**Action item**:
Going through the records that follow, please count the lines with "seems" in them and give only the count.

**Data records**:
Issue #2987, opened 2015-11-16
Package Request: lilypond


sunaku:
http://lilypond.org/

> LilyPond is a music engraving program, devoted to producing the highest-quality sheet music possible. It brings the aesthetics of traditionally engraved music to computer printouts. LilyPond is free software and part of the GNU Project.

Vaelatern:
Dependency list fails during configure...

`ERROR: Please install required programs:  International New Century Schoolbook fonts (make sure the fc-list utility can see them, or use --with-ncsb-dir) mf-nowin mf mfw mfont mpost kpsewhich metapost CTAN package (texlive-metapost) guile-config (guile-devel, guile-dev or libguile-dev package) or guile1-config (guile1-devel package) libguile (libguile-dev, guile-devel or guile-dev package). GUILE-with-rational-bugfix t1asm pkg-config perl gs texi2html dblatex bibtex pdflatex pdfetex pdftex etex epsf.tex lh CTAN package (texlive-lang-cyrillic or texlive-texmf-fonts) pngtopnm convert zip rsync`

The biggest one is it needs texlive stuff. I'm waiting for my computer to get past `=> lilypond-2.18.2_1: installing target dependency 'texlive-bin-2015_1' ...` 20 minutes and waiting.

maxice8:
solved by 6d92c2b2cff3b19fc3b61068a593d97d112b3448 and ec8e5b7d97da86ef32636b4b74297f16924b31f1 

@the-maldridge

PR #7712, opened 2017-09-18
New package: lilypond-2.19.65

newbluemoon:
This PR addresses issue #2987.

Lilypond is built without documentation. It will be added if/when the required package `dblatex` (#6347) becomes available. Though the packages `extractpdfmark` and `texi2html` are only used for documentation building I included them anyway. Lilypond upstream offers a pre-built documentation tarball which I used to create a `lilypond-doc` package (I think it’s good to have some offline doc for a program like lilypond).

Lilypond also depends on texlive. Instead of adding the `texlive-bin` package to `depends` (with all its implications) I added a post install message that says a working texlive installation is needed (a basic installation as done by `texlive-bin` should be sufficient).

A problem still is cross compilation: it builds natively without any problem (tested on x86_64, i686, and armv7l), but when cross compiling make just stops with a ‘no rule to make target’ error. Comparing the output of the nativ/cross configure scripts doesn’t show any difference. Right now I have no idea how to solve this, but thought I should open this PR anyway ;)


newbluemoon:
I just noticed in the log: on Travis `automake` is installed but not `autoconf`

    ./autogen.sh: line 17: autoconf: command not found

But

    $ xbps-query -Rx automake
    perl>=0
    autoconf>=0

?

chneukirchen:
t1utils are included in TeXLive.

I'm not very happy about adding yet another outdated unmaintained release of guile. Does this release still not support guile 2.0?

newbluemoon:
Wasn’t aware that t1utils are in texlive. Will change that.

Guile 2 support is only mentioned as ‘highly experimental’. The last time I tried it didn’t work. But I can try again.

newbluemoon:
Is there a way for a normal user to cancel a travis job? A previous build of lilypond (job no. 12568) has been running for over four hours now and is blocking others.

newbluemoon:
Could you please cancel lilypond’s jobs on Travis no. 12571 and 12572? They have already been running for hours and all packages were built. But it seems that `show_files.sh` is inflating the log, because there are 27601 files in lilypond-doc and Travis somehow get stuck and does neither end nor abort.

Vaelatern:
testing guile cross build.

newbluemoon:
On x86_64 and i686 all packages were built, Travis seems to fail because the log gets too big (lilypond-doc contains more than 27000 files). The musl builds have to fail because there is no texlive.

lemmi:
I can confirm the build works on `x86_64`, but fails on `x84_64-musl`. However `guile` seems to be missing as a dependency.
```
Log level set to 287
GNU LilyPond 2.19.65
Relocation: from PATH=/home/lemmi/bin:/home/lemmi/.gem/ruby/2.3.0/bin:/usr/local/sbin:/usr/local/bin:/usr/bin:/usr/sbin:/sbin:/bin:/usr/share/apache-maven/bin:/opt/texlive/2017/bin/x86_64-linux
argv0=lilypond
PATH=/usr/bin (prepend)
Setting PATH to /usr/bin:/home/lemmi/bin:/home/lemmi/.gem/ruby/2.3.0/bin:/usr/local/sbin:/usr/local/bin:/usr/bin:/usr/sbin:/sbin:/bin:/usr/share/apache-maven/bin:/opt/texlive/2017/bin/x86_64-linux
Relocation: compile datadir=, new datadir=/usr/share/lilypond//2.19.65
Relocation: framework_prefix=/usr/bin/..
Setting INSTALLER_PREFIX to /usr/bin/..
PATH=/usr/bin/../bin (prepend)
Setting PATH to /usr/bin/../bin:/usr/bin:/home/lemmi/bin:/home/lemmi/.gem/ruby/2.3.0/bin:/usr/local/sbin:/usr/local/bin:/usr/bin:/usr/sbin:/sbin:/bin:/usr/share/apache-maven/bin:/opt/texlive/2017/bin/x86_64-linux
Setting GUILE_MIN_YIELD_1 to 65
Setting GUILE_MIN_YIELD_2 to 65
Setting GUILE_MIN_YIELD_MALLOC to 65
Setting GUILE_INIT_SEGMENT_SIZE_1 to 10485760
Setting GUILE_MAX_SEGMENT_SIZE to 104857600
Setting GUILE_AUTO_COMPILE to 0
Setting GUILE_WARN_DEPRECATED to detailed
Setting XDG_CACHE_HOME to /usr/share/lilypond/2.19.65
Throw without catch before boot:
Throw to key misc-error with args ("primitive-load-path" "Unable to find file ~S in load path" ("ice-9/boot-9") #f)Aborting.
Aborted
```
Installing `guile` manually solved the problem and simple examples produced working pdfs.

**Task answer**:
3